Forty-three proteins were differentially regulated in FTD compared to controls and AD, reflecting axon development, regulation of synapse assembly, and cell-cell adhesion mediator activity pathways. Classification analysis identified a 14- and 13-CSF protein panel that discriminated FTD from controls (FTD diagnostic panel, AUC: 0.96) or AD (FTD differential diagnostic panel, AUC: 0.91). Custom multiplex panels confirmed the strong discriminative performancen between FTD and controls (AUCs > 0.96) and between FTD and AD (AUCs > 0.88) across three validation cohorts, including one with autopsy confirmation (AUCs > 0.90). Validation in genetic FTD (including ,, and mutation carriers) revealed high accuracy of the FTD diagnostic panel in identifying both the presymptomatic (AUCs > 0.95) and symptomatic (AUC: 1) stages. Six proteins were differentially regulated between FTLD-TDP and FTLD-Tau. However, a reproducible classification model could not be generated (AUC: 0.80).
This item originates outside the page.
Issue #13440, opened 2018-07-16
[NFR]  Make shared instances removable


sergeyklay:
From @xueron 

> When I use Phalcon in a multi-process scene, I have to remove any DB connections copied from parent.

Overall, this study introduces novel FTD-specific biomarker panels with potential use in diagnostic settings.
The online version contains supplementary material available at 10.1186/s13024-025-00882-5.
额颞叶痴呆(FTD)及其特定的潜在神经病理学(额颞叶变性;FTLD-Tau和FTLD-TDP)的诊断具有挑战性,因此,需要体液生物标志物来提高诊断准确性。
我们使用邻近延伸分析来分析来自多中心队列的脑脊液(CSF)样本中的665种蛋白质,该队列包括FTD患者(n = 189)、阿尔茨海默病痴呆(AD;n = 232)和认知未受损个体(n = 196)。在一个亚组中,根据表型或基因型确定FTLD神经病理学(FTLD-Tau = 87和FTLD-TDP = 67)。使用嵌套线性模型分析蛋白质表达谱的差异。采用惩罚广义线性模型来识别分类蛋白质组,将其转化为定制的多重分析,并在两个临床队列(队列1:n = 161;队列2:n = 162)、一个尸检确诊队列(n = 100)和一个遗传队列(n = 55)中进行验证。
与对照组和AD相比,FTD中有43种蛋白质的调节存在差异,反映了轴突发育、突触组装调节和细胞间粘附介质活性途径。分类分析确定了一个由14种和13种脑脊液蛋白质组成的小组,可将FTD与对照组(FTD诊断小组,AUC:0.96)或AD(FTD鉴别诊断小组,AUC:0.91)区分开来。定制的多重分析小组在三个验证队列中证实了FTD与对照组(AUCs > 0.96)以及FTD与AD之间(AUCs > 0.88)具有很强的鉴别性能,包括一个有尸检确认的队列(AUCs > 0.90)。在遗传性FTD(包括 、 和 突变携带者)中的验证显示,FTD诊断小组在识别症状前(AUCs > 0.95)和症状期(AUC:1)具有很高的准确性。FTLD-TDP和FTLD-Tau之间有6种蛋白质的调节存在差异。然而,无法生成可重复的分类模型(AUC:0.80)。
总体而言,本研究引入了新型的FTD特异性生物标志物小组,在诊断环境中具有潜在用途。
在线版本包含可在10.1186/s13024-025-00882-5获取的补充材料。